Collected data
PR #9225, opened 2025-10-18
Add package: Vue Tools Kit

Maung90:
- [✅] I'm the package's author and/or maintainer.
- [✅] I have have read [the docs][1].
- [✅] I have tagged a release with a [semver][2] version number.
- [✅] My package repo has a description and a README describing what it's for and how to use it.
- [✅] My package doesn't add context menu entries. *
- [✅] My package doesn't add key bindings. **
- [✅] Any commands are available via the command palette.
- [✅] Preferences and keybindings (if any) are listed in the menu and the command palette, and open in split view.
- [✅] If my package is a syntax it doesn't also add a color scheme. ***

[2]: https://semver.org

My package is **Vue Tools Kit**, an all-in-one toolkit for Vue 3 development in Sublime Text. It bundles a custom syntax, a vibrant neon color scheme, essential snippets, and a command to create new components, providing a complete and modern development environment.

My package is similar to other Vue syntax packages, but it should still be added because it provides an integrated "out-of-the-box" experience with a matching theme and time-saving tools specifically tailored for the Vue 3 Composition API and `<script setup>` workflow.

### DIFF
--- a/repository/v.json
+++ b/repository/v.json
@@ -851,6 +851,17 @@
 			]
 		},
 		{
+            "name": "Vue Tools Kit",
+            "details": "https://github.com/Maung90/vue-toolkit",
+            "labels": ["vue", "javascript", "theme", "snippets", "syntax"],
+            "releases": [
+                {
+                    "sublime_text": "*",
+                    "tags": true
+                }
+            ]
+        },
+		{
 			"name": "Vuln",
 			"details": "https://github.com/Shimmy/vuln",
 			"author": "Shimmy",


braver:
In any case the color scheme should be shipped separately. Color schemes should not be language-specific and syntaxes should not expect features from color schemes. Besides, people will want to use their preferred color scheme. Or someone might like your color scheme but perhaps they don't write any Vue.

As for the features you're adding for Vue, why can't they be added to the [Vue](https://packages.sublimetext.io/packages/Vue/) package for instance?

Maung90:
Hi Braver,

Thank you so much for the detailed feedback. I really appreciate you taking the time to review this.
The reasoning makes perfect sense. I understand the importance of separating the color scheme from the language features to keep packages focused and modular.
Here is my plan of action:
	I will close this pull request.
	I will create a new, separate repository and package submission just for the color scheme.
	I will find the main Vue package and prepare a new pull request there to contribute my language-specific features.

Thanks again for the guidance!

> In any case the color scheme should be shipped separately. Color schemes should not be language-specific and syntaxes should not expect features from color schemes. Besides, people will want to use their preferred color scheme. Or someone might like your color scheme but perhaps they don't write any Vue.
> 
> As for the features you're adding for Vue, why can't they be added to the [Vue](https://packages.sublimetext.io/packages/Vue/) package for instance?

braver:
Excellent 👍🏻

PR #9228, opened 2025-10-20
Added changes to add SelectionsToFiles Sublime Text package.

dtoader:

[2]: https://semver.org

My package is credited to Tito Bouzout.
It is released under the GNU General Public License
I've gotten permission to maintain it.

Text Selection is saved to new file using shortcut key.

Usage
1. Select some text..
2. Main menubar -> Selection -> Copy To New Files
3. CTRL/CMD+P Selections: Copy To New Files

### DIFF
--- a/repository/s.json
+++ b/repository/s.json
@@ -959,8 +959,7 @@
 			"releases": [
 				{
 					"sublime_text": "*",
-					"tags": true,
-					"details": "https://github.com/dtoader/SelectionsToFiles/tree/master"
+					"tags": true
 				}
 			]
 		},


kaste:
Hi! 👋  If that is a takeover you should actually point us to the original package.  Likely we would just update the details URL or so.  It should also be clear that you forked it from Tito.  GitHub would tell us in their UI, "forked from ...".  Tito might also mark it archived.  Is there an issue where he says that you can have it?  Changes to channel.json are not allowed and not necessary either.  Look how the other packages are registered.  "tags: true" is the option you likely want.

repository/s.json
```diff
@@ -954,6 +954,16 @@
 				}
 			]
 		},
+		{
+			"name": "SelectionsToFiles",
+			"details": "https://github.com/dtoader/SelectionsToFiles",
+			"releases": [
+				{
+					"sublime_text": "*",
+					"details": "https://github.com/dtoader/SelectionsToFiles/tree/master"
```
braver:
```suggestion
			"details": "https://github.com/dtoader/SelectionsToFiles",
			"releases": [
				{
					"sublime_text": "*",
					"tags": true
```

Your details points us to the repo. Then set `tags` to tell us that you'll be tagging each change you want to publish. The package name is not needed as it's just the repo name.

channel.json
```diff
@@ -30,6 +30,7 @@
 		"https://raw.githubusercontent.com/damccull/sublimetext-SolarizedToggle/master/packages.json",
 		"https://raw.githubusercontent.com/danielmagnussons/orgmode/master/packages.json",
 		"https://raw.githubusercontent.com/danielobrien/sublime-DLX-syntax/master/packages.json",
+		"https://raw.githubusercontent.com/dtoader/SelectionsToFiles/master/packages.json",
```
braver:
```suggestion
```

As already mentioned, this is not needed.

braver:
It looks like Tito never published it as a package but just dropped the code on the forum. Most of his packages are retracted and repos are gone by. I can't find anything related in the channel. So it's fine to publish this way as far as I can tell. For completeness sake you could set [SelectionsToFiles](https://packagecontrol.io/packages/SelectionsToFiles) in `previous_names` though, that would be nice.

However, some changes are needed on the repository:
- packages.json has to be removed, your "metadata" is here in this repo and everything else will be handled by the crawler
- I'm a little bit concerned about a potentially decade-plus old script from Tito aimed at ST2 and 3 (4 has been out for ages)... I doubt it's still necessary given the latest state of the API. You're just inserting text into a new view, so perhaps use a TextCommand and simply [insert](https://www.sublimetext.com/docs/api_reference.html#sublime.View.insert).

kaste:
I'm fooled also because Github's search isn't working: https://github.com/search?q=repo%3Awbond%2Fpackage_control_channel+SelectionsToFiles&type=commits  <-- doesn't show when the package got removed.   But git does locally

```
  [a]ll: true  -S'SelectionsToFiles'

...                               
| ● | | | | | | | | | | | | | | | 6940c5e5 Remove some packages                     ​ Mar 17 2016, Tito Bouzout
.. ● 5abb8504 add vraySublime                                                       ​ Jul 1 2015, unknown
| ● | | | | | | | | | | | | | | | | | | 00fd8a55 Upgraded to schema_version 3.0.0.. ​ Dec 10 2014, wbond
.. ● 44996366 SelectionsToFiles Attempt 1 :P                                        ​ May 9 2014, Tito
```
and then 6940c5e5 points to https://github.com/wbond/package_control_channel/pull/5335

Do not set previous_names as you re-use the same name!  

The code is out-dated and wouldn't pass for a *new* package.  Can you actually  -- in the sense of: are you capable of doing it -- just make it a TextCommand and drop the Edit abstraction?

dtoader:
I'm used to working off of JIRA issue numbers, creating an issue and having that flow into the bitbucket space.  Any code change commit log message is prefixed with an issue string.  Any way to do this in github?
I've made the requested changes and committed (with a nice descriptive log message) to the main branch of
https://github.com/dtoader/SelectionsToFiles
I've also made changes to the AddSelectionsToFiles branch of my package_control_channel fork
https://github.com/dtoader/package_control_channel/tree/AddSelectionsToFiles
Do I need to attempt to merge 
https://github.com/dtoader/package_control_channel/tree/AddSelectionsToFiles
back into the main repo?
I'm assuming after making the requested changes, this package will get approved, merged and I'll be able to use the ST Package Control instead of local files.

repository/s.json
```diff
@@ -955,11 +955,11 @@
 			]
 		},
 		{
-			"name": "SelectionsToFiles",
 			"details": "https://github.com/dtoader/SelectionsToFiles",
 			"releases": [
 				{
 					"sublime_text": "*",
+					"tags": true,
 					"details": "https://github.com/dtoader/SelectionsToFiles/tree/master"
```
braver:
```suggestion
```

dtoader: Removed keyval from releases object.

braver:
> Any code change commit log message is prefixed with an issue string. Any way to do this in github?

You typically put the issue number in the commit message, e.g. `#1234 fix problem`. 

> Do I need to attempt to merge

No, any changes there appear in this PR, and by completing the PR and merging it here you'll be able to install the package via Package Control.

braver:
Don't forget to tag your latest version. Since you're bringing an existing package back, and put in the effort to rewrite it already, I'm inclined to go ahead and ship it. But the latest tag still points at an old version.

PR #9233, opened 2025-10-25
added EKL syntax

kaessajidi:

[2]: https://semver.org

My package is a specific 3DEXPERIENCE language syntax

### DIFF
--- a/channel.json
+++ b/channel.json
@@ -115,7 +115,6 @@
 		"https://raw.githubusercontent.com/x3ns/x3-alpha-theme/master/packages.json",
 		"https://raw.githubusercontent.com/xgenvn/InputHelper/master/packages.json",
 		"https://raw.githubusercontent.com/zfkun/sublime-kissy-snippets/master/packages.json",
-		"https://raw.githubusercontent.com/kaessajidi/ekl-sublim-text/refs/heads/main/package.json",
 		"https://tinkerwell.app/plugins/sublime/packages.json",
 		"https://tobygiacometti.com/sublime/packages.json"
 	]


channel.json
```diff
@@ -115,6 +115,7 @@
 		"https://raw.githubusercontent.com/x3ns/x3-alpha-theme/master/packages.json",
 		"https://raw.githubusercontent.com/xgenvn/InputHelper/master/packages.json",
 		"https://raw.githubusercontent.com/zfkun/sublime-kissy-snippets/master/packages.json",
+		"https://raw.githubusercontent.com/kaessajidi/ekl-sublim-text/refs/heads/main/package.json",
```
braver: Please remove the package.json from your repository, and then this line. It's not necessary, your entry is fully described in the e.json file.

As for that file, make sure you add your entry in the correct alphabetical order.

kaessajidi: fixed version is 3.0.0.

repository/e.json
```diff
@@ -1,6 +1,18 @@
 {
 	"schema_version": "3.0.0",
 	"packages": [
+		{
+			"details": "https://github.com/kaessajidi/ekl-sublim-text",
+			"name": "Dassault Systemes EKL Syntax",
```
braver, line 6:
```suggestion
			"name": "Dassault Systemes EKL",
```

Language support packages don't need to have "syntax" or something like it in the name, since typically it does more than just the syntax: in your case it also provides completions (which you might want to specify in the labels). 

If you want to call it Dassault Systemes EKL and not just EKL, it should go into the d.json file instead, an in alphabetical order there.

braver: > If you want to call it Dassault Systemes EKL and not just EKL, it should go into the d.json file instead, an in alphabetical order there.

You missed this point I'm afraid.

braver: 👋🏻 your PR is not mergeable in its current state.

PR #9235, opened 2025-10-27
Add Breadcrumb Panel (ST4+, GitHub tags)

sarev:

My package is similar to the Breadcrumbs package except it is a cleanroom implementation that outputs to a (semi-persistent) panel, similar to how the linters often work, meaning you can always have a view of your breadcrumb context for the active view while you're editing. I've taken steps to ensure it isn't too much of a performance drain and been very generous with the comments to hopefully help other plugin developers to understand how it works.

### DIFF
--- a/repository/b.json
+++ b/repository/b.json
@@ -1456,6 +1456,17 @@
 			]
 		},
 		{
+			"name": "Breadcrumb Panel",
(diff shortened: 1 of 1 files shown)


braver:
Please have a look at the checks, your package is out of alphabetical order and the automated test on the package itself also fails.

...

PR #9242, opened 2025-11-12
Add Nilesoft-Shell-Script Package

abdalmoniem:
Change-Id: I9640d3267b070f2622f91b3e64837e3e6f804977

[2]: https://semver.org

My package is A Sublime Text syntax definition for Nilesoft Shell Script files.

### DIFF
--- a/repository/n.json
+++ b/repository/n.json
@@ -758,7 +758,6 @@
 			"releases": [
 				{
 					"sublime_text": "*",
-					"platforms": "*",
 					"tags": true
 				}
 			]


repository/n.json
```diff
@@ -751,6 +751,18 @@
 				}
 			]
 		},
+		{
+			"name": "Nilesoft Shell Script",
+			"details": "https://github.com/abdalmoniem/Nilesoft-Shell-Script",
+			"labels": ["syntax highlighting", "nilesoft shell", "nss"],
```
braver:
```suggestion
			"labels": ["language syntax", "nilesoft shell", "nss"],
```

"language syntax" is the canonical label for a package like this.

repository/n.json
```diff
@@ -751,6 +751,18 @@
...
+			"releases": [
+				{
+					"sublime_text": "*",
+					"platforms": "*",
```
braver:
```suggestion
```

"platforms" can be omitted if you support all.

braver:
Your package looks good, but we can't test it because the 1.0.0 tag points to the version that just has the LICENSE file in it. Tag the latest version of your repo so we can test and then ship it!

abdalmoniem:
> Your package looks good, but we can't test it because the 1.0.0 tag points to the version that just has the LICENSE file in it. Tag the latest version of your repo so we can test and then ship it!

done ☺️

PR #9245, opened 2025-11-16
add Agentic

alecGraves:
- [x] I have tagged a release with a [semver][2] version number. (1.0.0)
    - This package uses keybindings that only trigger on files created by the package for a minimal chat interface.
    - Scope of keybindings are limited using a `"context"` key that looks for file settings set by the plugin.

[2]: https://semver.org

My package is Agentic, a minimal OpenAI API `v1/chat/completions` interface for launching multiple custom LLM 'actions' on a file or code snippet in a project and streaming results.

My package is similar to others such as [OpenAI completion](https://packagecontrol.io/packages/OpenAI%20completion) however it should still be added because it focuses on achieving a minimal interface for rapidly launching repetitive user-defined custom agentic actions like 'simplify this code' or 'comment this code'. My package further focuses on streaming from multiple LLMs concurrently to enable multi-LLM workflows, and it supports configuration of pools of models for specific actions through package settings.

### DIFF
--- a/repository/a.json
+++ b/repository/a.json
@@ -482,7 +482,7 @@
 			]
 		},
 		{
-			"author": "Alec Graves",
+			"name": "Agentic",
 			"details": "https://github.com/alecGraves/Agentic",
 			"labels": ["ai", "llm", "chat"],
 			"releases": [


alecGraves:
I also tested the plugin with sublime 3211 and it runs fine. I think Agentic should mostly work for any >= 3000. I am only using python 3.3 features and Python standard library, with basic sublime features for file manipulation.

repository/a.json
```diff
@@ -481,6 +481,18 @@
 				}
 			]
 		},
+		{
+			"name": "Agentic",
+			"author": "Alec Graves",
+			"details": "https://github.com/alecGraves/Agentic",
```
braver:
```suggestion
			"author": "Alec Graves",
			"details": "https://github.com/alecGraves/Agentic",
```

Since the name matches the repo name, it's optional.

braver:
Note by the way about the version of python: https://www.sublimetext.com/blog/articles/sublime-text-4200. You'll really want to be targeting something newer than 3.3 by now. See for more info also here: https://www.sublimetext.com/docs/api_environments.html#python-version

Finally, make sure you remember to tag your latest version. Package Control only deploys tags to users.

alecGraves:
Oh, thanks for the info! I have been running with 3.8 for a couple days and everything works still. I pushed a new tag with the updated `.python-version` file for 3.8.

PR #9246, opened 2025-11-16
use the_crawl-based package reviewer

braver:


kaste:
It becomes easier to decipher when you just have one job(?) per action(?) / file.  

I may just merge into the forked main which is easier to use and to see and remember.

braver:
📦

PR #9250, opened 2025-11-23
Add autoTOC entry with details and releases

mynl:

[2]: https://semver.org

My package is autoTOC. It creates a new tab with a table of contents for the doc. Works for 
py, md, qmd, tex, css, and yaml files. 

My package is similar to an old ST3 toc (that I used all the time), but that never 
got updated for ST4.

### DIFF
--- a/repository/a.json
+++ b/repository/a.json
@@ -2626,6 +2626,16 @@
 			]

*DIRECTIONS FOR THIS TASK:* Write out, from the lines above, only those from the line with "PR #9225, opened 2025-10-18" to the line with "- [✅] I have tagged", exactly as given, including the first and the last.

*EXERCISE SOLUTION:*
PR #9225, opened 2025-10-18
Add package: Vue Tools Kit

Maung90:
- [✅] I'm the package's author and/or maintainer.
- [✅] I have have read [the docs][1].
- [✅] I have tagged a release with a [semver][2] version number.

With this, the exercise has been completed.